Extracted records:

PR #3301, opened 2025-02-23
Improve clarity of ongoing revenue period notice

Prospector:


apps/frontend/src/pages/dashboard/revenue/index.vue
```diff
@@ -35,16 +35,32 @@
...
             </nuxt-link>
           </h3>
-          <ul class="available-soon-list">
-            <li v-for="date in availableSoonDateKeys" :key="date" class="available-soon-item">
-              <span class="amount">
+          <ul class="m-0 list-none p-0">
+            <li
+              v-for="date in availableSoonDateKeys"
+              :key="date"
+              class="flex items-center justify-between border-0 border-solid border-b-divider p-0 [&:not(:last-child)]:mb-1 [&:not(:last-child)]:border-b-[1px] [&:not(:last-child)]:pb-1"
```
IMB11, line 42: This is why tailwind is terrible. This is a mess to understand

Prospector: to be clear, this is bad because our tailwind config is fucked because we have so much legacy css. half of those classes shouldn't be necessary but they are because tailwind reset would break the whole project due to legacy css.

IMB11: Fair 😭

Geometrically (approved):

PR #3316, opened 2025-02-27
Migrate blog to knossos

Prospector:
Ported the lastest 5 posts over for now, and currently linking to the old blog with the "Older posts" link.

Eventually, plan to migrate the rest of the posts, just tedious.


Erb3 (changes requested):
Unable to pinpoint where, but this PR seems to break the Discord and X logo in the footer.

image

Screenshot from locally built main:
image

zefir-git:
Discord logo SVG viewBox is removed here: https://github.com/modrinth/code/commit/36160dca3e2b4b4c8a68e424ac44672365bf888f

The SVG uses `width` and `height` (71x55), but those are then overriden with `w-5 h-5` (20x20) which breaks the SVG. Should retain the viewBox and remove the `width` & `height` attributes (IMO).

Irrelevant here, but `w-5 h-5` == `size-5`.

I’d use https://simpleicons.org so that all brand icons have the same viewBox.

zefir-git:
For the X logo, the issue is in the clip path. No idea why a clip path is used. Removing the clip path solves the problem.

PR #3350, opened 2025-03-06
feat(ui): add spinner to image uploader

Erb3:
- Added a rotating spinner while uploading the file to not confuse users (uploading can take several seconds)
- fmt


Erb3:
It works, but I'm not 100% happy. The `FileUpload` is being used in many places, and I think it would make more sense to take an async callback to know once the upload finished. That way we can add the spinner in the component.

Erb3:
Superseded by #3355

PR #4151, opened 2025-08-09
feat: set up Mailpit SMTP server as part of our Docker Compose file

AlexTMjugador:
## Overview

The most convenient way for Labrinth developers to set up the requisite services for its operation has been to use the `docker-compose.yml` file in our repository, which allows a simple `docker compose up` command to spin them up easily.

However, an SMTP server has always been a notable omission from this set of services: without it, Labrinth cannot send emails for user registrations and other notifications. https://github.com/modrinth/code/pull/2886 landed months ago to make it much easier to use custom SMTP servers with Labrinth, better making it follow [factor IV of the twelve-factor app methodology](https://12factor.net/backing-services), but it still didn't address the pain point of determining which server to use and how to set it up.

To finally address that pain point, let's extend the services defined in our Docker Compose file to include a [Mailpit](https://mailpit.axllent.org/) development SMTP server. This server doesn't actually send messages anywhere, but instead allows to inspect them in a web UI, [analyze their HTML syntax compatibility](https://mailpit.axllent.org/docs/usage/html-check/), and determine an approximation of their spam score. It even provides an API for integration testing we could use in the future. Correspondingly, let's also update the sample `.env.local` file to use this server by default, providing Labrinth with a complete mail solution out of the box. Lastly, let's also update the Labrinth contributing documentation to mention this new service.

_Note:_ this PR depends on #4150, and was based off its branch, so it should be merged first.


apps/labrinth/src/auth/email/mod.rs
```diff
@@ -39,7 +39,8 @@ pub fn send_email_raw(
     let password = dotenvy::var("SMTP_PASSWORD")?;
     let host = dotenvy::var("SMTP_HOST")?;
     let port = dotenvy::var("SMTP_PORT")?.parse::<u16>().unwrap_or(465);
-    let creds = Credentials::new(username, password);
+    let creds =
+        (!username.is_empty()).then(|| Credentials::new(username, password));
```
Gaming32, line 43: Would `username.is_empty().not()` be better for a method chain?

AlexTMjugador: rustfmt would turn it into this:

```rs
    let creds = username
        .is_empty()
        .not()
        .then(|| Credentials::new(username, password));
```

Which doesn't look bad, but I find unnecessarily verbose in terms of lines of code compared to the usual `!` operator, even if it requires surrounding the expression by parentheses. I'm also more used to reading negations before the thing they negate than after (think of [Yoda conditions](https://en.wikipedia.org/wiki/Yoda_conditions) and such).

Gaming32: Fair enough

Gaming32 (approved):

PR #4159, opened 2025-08-12
Implement a more robust IPC system between the launcher and client

Gaming32:
Instead of a primitive stdin IPC system, this PR replaces it with a more robust JSON-based system, which will allow bidirectional whenever we want, instead of just at game launch.

### DIFF
--- a/packages/app-lib/java/src/main/java/com/modrinth/theseus/rpc/TheseusRpc.java
+++ b/packages/app-lib/java/src/main/java/com/modrinth/theseus/rpc/TheseusRpc.java
@@ -1,0 +1,181 @@
+package com.modrinth.theseus.rpc;
+
+import com.google.gson.*;
+import com.google.gson.reflect.TypeToken;
+import java.io.*;
+import java.net.InetAddress;
+import java.net.Socket;
+import java.nio.charset.StandardCharsets;
+import java.util.Map;
+import java.util.UUID;
+import java.util.concurrent.BlockingQueue;
+import java.util.concurrent.CompletableFuture;
+import java.util.concurrent.ConcurrentHashMap;
+import java.util.concurrent.LinkedBlockingQueue;
+import java.util.concurrent.atomic.AtomicReference;
+import java.util.function.Function;
+
+public final class TheseusRpc {
+    static final Gson GSON = new GsonBuilder()
+            .setStrictness(Strictness.STRICT)
+            .setFieldNamingPolicy(FieldNamingPolicy.LOWER_CASE_WITH_UNDERSCORES)
+            .disableHtmlEscaping()
+            .create();
+    private static final TypeToken<RpcMessage> MESSAGE_TYPE = TypeToken.get(RpcMessage.class);
+
+    private static final AtomicReference<TheseusRpc> RPC = new AtomicReference<>();
+
+    private final BlockingQueue<RpcMessage> mainThreadQueue = new LinkedBlockingQueue<>();
+    private final Map<UUID, ResponseWaiter<?>> awaitingResponse = new ConcurrentHashMap<>();
+    private final Map<String, Function<JsonElement[], JsonElement>> handlers;
+    private final Socket socket;
+
+    private TheseusRpc(Socket socket, RpcHandlers handlers) {
+        this.socket = socket;
+        this.handlers = handlers.build();
+    }
+
+    public static void connectAndStart(int port, RpcHandlers handlers) throws IOException {
+        if (RPC.get() != null) {
+            throw new IllegalStateException("Can only connect to RPC once");
+        }
+
+        final Socket socket = new Socket(InetAddress.getLoopbackAddress(), port);
+        final TheseusRpc rpc = new TheseusRpc(socket, handlers);
+        final Thread mainThread = new Thread(rpc::mainThread, "Theseus RPC Main");
+        final Thread readThread = new Thread(rpc::readThread, "Theseus RPC Read");
+        mainThread.setDaemon(true);
+        readThread.setDaemon(true);
+        mainThread.start();
+        readThread.start();
+        RPC.set(rpc);
+    }
+
+    public static TheseusRpc getRpc() {
+        final TheseusRpc rpc = RPC.get();
+        if (rpc == null) {
+            throw new IllegalStateException("Called getRpc before RPC initialized");
+        }
+        return rpc;
+    }
+
+    public <T> CompletableFuture<T> callMethod(TypeToken<T> returnType, String method, Object... args) {
+        final JsonElement[] jsonArgs = new JsonElement[args.length];
+        for (int i = 0; i < args.length; i++) {
+            jsonArgs[i] = GSON.toJsonTree(args[i]);
+        }
+
+        final RpcMessage message = new RpcMessage(method, jsonArgs);
+        final ResponseWaiter<T> responseWaiter = new ResponseWaiter<>(returnType);
+        awaitingResponse.put(message.id, responseWaiter);
+        mainThreadQueue.add(message);
+        return responseWaiter.future;
+    }
+
+    private void mainThread() {
+        try {
+            final Writer writer = new OutputStreamWriter(socket.getOutputStream(), StandardCharsets.UTF_8);
+            while (true) {
+                final RpcMessage message = mainThreadQueue.take();
+                if (message.isForSending) {
+                    GSON.toJson(message, RpcMessage.class, writer);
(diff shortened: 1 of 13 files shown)


packages/app-lib/src/util/json.rs
```diff
@@ -0,0 +1,42 @@
...
+                    b'"' => break,
+                    _ => {}
+                }
+            },
+            _ => {}
+        }
+    }
+
+    Ok(serde_json::from_slice(&json_data)?)
+}
```
AlexTMjugador: All of this could be replaced by a single call to `serde_json::from_str` if the messages in the RPC protocol were split by some delimiter... In particular, Tokio's [`LineCodec`](https://docs.rs/tokio-util/latest/tokio_util/codec/index.html#example-decoding-using-linescodec) is a great fit for this.

I know I said on Slack that not using a delimiter was okay, but I wasn't thinking about this unnecessary complexity on the Rust side at the time. The least overall code we have, the better it is to maintain.

In the Java side of things, you could use [`BufferedReader#readLine`](https://docs.oracle.com/javase/8/docs/api/java/io/BufferedReader.html#readLine--) for the splitting. Writing line-delimited records is trivial enough in both languages, I think.

packages/app-lib/java/src/main/java/com/modrinth/theseus/rpc/TheseusRpc.java
```diff
@@ -0,0 +1,188 @@
...
+        }
+
+        final RpcMessage message = new RpcMessage(method, jsonArgs);
+        final ResponseWaiter<T> responseWaiter = new ResponseWaiter<>(returnType);
+        awaitingResponse.put(message.id, responseWaiter);
+        mainThreadQueue.add(message);
+        return responseWaiter.future;
+    }
+
+    private void mainThread() {
```
AlexTMjugador, line 74: I don't think "main" has a well-defined meaning here, as both threads are equally complementary to each other for RPC to happen. I suggest calling this the "write" thread.

packages/app-lib/java/src/main/java/com/modrinth/theseus/rpc/TheseusRpc.java
```diff
@@ -0,0 +1,188 @@
...
+import java.util.concurrent.BlockingQueue;
+import java.util.concurrent.CompletableFuture;
+import java.util.concurrent.ConcurrentHashMap;
+import java.util.concurrent.LinkedBlockingQueue;
+import java.util.concurrent.atomic.AtomicReference;
+import java.util.function.Function;
+
+public final class TheseusRpc {
+    static final Gson GSON = new GsonBuilder()
+            .setStrictness(Strictness.LENIENT)
```
AlexTMjugador: Why explicitly set the parser to be lenient? `serde_json` always generates and expects strictly conforming JSON.

packages/app-lib/java/src/main/java/com/modrinth/theseus/rpc/TheseusRpc.java
```diff
@@ -0,0 +1,188 @@
...
+        this.socket = socket;
+        this.handlers = handlers.build();
+    }
+
+    public static void connectAndStart(int port, RpcHandlers handlers) throws IOException {
+        if (RPC.get() != null) {
+            throw new IllegalStateException("Can only connect to RPC once");
+        }
+
+        final Socket socket = new Socket(InetAddress.getLoopbackAddress(), port);
```
AlexTMjugador: [`InetAddress` may use either IPv4 or IPv6 depending on what's available](https://github.com/openjdk/jdk21/blob/890adb6410dab4606a4f26a942aed02fb2f55387/src/java.base/share/classes/java/net/InetAddress.java#L1447-L1448), but the Rust RPC server is always binding the socket to `Ipv4Addr::LOCALHOST`.

To prevent critical RPC failures in the event people have exotic IP configurations, I suggest explicitly using 127.0.0.1 here too (which [matches the result of `getLoopbackAddress` when IPv4 is used](https://github.com/openjdk/jdk21/blob/890adb6410dab4606a4f26a942aed02fb2f55387/src/java.base/share/classes/java/net/Inet4AddressImpl.java#L59)), or better yet, having a socket binding logic that's agnostic to IP versions. The internal server used for receiving Modrinth OAuth tokens is a good example of the latter, but only in Rust.

packages/app-lib/src/util/rpc.rs
```diff
@@ -0,0 +1,233 @@
...
+                        socket.write_all(&json).await?;
+                        socket.flush().await?;
+                    } else if let Some(sender) = waiting_responses.lock().unwrap().remove(&message.id) {
+                        let _ = sender.send(match message.body {
+                            RpcMessageBody::Respond { response } => Ok(response),
+                            RpcMessageBody::Error { error } => Err(ErrorKind::RpcError(error).into()),
+                            _ => unreachable!(),
+                        });
+                    }
+                },
```
AlexTMjugador: Out of curiosity, do you get good `rust-analyzer`/IDE diagnostics out of code within a `select!` macro? I don't, so I default to putting as little code in them as possible, but maybe there is a way to fix that :thinking:

packages/app-lib/src/util/rpc.rs
```diff
@@ -0,0 +1,233 @@
...
+}
+
+#[derive(Debug, Serialize, Deserialize)]
+#[serde(untagged)]
+enum RpcMessageBody {
+    Call {
+        method: String,
+        args: Vec<Value>,
+    },
+    Respond {
```
AlexTMjugador, line 251: Using the verb respond here sounds off, as the remaining variants are nouns. What about `Reply`?

AlexTMjugador (changes requested):
Thanks! The approach looks nice overall, though I have some thoughts I feel need addressing before merging.

packages/app-lib/java/src/main/java/com/modrinth/theseus/rpc/TheseusRpc.java
Gaming32: I called it "main" because it has two distinct responsibilities: sending messages and handling received messages.

packages/app-lib/java/src/main/java/com/modrinth/theseus/rpc/TheseusRpc.java
Gaming32: The parser was explicitly set to lenient to allow reading JSON messages back-to-back without recreating the `JsonReader`, since recreating the `JsonReader` could lead to a race condition due to the buffered nature of `JsonReader`s. However, since the code has been switched to messages being in separate lines, this is no longer needed and has been set back to strict.

packages/app-lib/java/src/main/java/com/modrinth/theseus/rpc/TheseusRpc.java
Gaming32: `getLoopbackAddress` will always return an IPv4 address unless `java.net.preferIPv6Addresses` is set. However, I agree this should be more robust.

packages/app-lib/src/util/rpc.rs
Gaming32: Most IDE features do work very well for me inside macros (except format on paste), however `cargo fmt` does not work in macros, so yeah, I should probably find some way to split this out.

packages/app-lib/src/util/rpc.rs
Gaming32: I named `Call` here as a verb, not a noun, so really it's `Error` that's inconsistent. I felt `Respond` was better than `Reply` as the field is named `response`.

packages/app-lib/java/src/main/java/com/modrinth/theseus/rpc/TheseusRpc.java
AlexTMjugador: Ah, nice :100:

Thanks for the explanation!

packages/app-lib/java/src/main/java/com/modrinth/theseus/rpc/TheseusRpc.java
AlexTMjugador: Hmm, good point. I think we can keep the name like it is then.

packages/app-lib/src/util/rpc.rs
AlexTMjugador: Alright, fair enough. Let's go with this name then.

AlexTMjugador (approved):

PR #4161, opened 2025-08-12
Always enable "advanced" instance creation options

ItsFelix5:
This PR removes the "Show advanced" button when creating an instance in the app, allowing you to include snapshots without pressing an two extra buttons.


apps/app-frontend/src/components/ui/InstanceCreationModal.vue
```diff
@@ -46,18 +46,17 @@
             :show-labels="false"
           />
           <Checkbox
-            v-if="showAdvanced"
             v-model="showSnapshots"
             class="filter-checkbox"
-            label="Include snapshots"
+            label="Snapshots"
```
Prospector: Would make the label "Show all versions" to match the website, since it shows both legacy and snapshot versions

Prospector (approved):
Other than minor comment, looks great, thanks!

Haven't a clue why the advanced toggle existed to begin with

Minenash:
Iirc, it was there as to avoid possible confusion about the loader version. Personally I agree that it should just always show though, and not sure why snapshots were hidden behind it

PR #4167, opened 2025-08-13
Support missing ClickHouse connection

fetchfern:
This lets labrinth handle not being able to connect to ClickHouse. Useful for staging/local environments.

If the `CLICKHOUSE_HARD_FAIL` environment variable is set, labrinth will crash if a ClickHouse connection cannot be established.

cursor/gpt-5 wrote most of this

### DIFF
--- a/apps/labrinth/src/background_task.rs
+++ b/apps/labrinth/src/background_task.rs
@@ -24,7 +24,7 @@ impl BackgroundTask {
         pool: sqlx::Pool<Postgres>,
         redis_pool: RedisPool,
         search_config: search::SearchConfig,
-        clickhouse: clickhouse::Client,
+        clickhouse: Option<clickhouse::Client>,
         stripe_client: stripe::Client,
     ) {
         use BackgroundTask::*;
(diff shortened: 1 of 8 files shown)


AlexTMjugador (commented):
As I mentioned on Slack, a better way to address the disk space issues we're seeing in the staging environment due to Clickhouse may be to periodically [delete old data](https://clickhouse.com/docs/knowledgebase/delete-old-data). I've confirmed this should not cause problems with Labrinth, aside from resetting download counts and analytics, which we don't treat as persistent anyway. This approach would help keep configuration drift between environments to a minimum, which is [widely considered a good practice](https://12factor.net/dev-prod-parity).  

If periodic data cleanup turns out to be too time-consuming, or if address this issue is urgent, we could merge this PR. However, I'd prefer to do that as a last resort, once better options are exhausted.

AlexTMjugador:
Let's work on https://github.com/modrinth/code/pull/4343 instead, as the preliminary results of that approach have been positive.

PR #4169, opened 2025-08-14
include moderation pkg in frontend locales

Prospector:
~~need to see if actually works~~

seems to work


apps/frontend/nuxt.config.ts
```diff
@@ -263,23 +263,32 @@ export default defineNuxtConfig({
...
-
-          const localeFiles: { from: string; format?: string }[] = [];
+        const omorphiaLocaleSets = new Map<
+          string,
+          { files: { from: string; format?: string }[] }
+        >();
+
+        for (const pkgLocales of [
+          `node_modules/@modrinth/ui/src/locales/*`,
+          "node_modules/@modrinth/moderation/locales/*",
```
IMB11: Rather than this, I think it's best to clean up the moderation package and have a src folder, I will do this after the eslint stuff is merged.

PR #4173, opened 2025-08-14
Billing issues fixes

fetchfern:
Fixes a few issues regarding billing:

(from the commit description)

- Fix the open charge not having its amount and interval updated + subscription not having its interval updated after promoting the expiring charge
- Fix proration rate being miscalculated (assumed the current subscription interval was always monthly)
- Fix the open charge's interval and amount being updated on `PATCH
/subscription/:id` even if the payment intent was never confirmed


AlexTMjugador (approved):
Thanks!

PR #4187, opened 2025-08-16
Fix IPC on Forge 1.17.1 - 1.20.1

Gaming32:
This was caused by `Multi-Release` getting added to the theseus.jar manifest by shadow. `Multi-Release` gets added by shadow because gson has `Multi-Release` set to `true`, however shadow strips the actual versions directory, as gson only has a `module-info.class` in there. However, older versions of SecureJarHandler crash if Multi-Release is set to true but the versions directory is missing.

It is recommended to review this PR commit by commit, as its first commit is just re-adding IPC.


Gaming32:
This can also be simplified greatly when/if https://github.com/GradleUp/shadow/issues/1661 is fixed.

PR #4193, opened 2025-08-16
feat: consistently format all HTML, XML, JSON, CSS, JS, TS, SQL, TOML, YAML, and Markdown files as far as possible

AlexTMjugador:
## Overview

https://github.com/modrinth/code/pull/4168, despite its modest and unassuming title, changed the repository-wide indentation style from spaces (the more common choice, often adopted by developers without much thought as to its merits) to tabs.  

As a side effect of this broad and admittedly not fully planned out change, developer experience has been negatively affected in several ways:

- Editors such as VS Code now attempt to format YAML files using tabs because of the updated EditorConfig settings. However, the YAML specification explicitly states that ["tab characters must not be used in indentation"](https://yaml.org/spec/1.2-old/spec.html#id2777534), exposing us to having to deal with broken YAML files in the repository over time.
- Our SQL migration system depends on the hash of the source SQL files staying constant for change tracking, which means they cannot be reformatted to use tabs. But at the same time, any new SQL files will default to tabs. This results in an inconsistent mix of tabs and spaces, exposing us to the downsides of both approaches.
- The change highlighted our historical lack of tooling to properly check and fix the formatting of ancillary files that, while not proper source code, are still essential to the repository. These include JSON configuration and data files, YAML and TOML CI/project configurations, XML documents, Markdown documentation, and various HTML, CSS, JS, and TS assets and scripts.
  - Without proper tooling, these files will inevitably accumulate mixed tab/space indentation depending on individual editor settings, which is a frustrating and messy outcome.

To address these pain points, and to improve the consistency of indentation across the repository, this PR extend our `lint` and `fix` tasks to run Prettier on almost every file. Prettier's powers are now enhanced with the `prettier-plugin-toml`, `prettier-plugin-sql-cst`, and `@prettier/plugin-xml` plugins, letting it deal with the namesake file formats. The only exclusions are files where formatting is inappropriate, such as:

- Rust source files (handled by `rustfmt`).
- Generated files.
- Application-generated SVG files.
- SQL files for already-deployed migrations.

With these changes in place, all files will now be formatted consistently according to our chosen preferences, and most importantly, it will stay that way even if our preferences change in the future.


IMB11 (approved):
LGTM

PR #4210, opened 2025-08-18
fix: undefined functions/properties across frontend

IMB11:
This PR enables the `vue/no-undef-properties` eslint rule in `warn` mode, which should make it easier to find undefined functions and other properties across frontend components which may cause issues.

It also fixes the issues with the `Categories` component usages.


triphora:
why guthib

PR #4222, opened 2025-08-19
refactor: move nags out of main project member header for perf

IMB11:
Needs testing to see if it actually gives perf improvements for the moderators that are encountering issues.


IMB11:
Some minor improvements, average load `744ms` -> `472ms`

PR #2222, opened 2025-05-22
fix(secretsmanager): fix isUpToDate for tags only

### LINKED ISSUE #2205: Secretmanager does not update tags
### What happened?
Secretmanager seems to not trigger an update, when only the spec.forProvider.tags parameter is updated. 
Only through changing another field, we can trigger an update, which then also changes a tag in AWS.

### How can we reproduce it?
Create Secret with secretmanager group and only change tags value afterwards.

Crossplane version: 1.18.0
provider-aws: v0.50.6

anagarlau:

Fixes #2205

I have:

- manual tests with this branch's version 


MisterMX (approved):
LGTM. Thank you very much @anagarlau!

Work instruction: Go through the records above and copy every line with the word "username".

Exercise result:
-    let creds = Credentials::new(username, password);
+        (!username.is_empty()).then(|| Credentials::new(username, password));
Gaming32, line 43: Would `username.is_empty().not()` be better for a method chain?
    let creds = username
        .then(|| Credentials::new(username, password));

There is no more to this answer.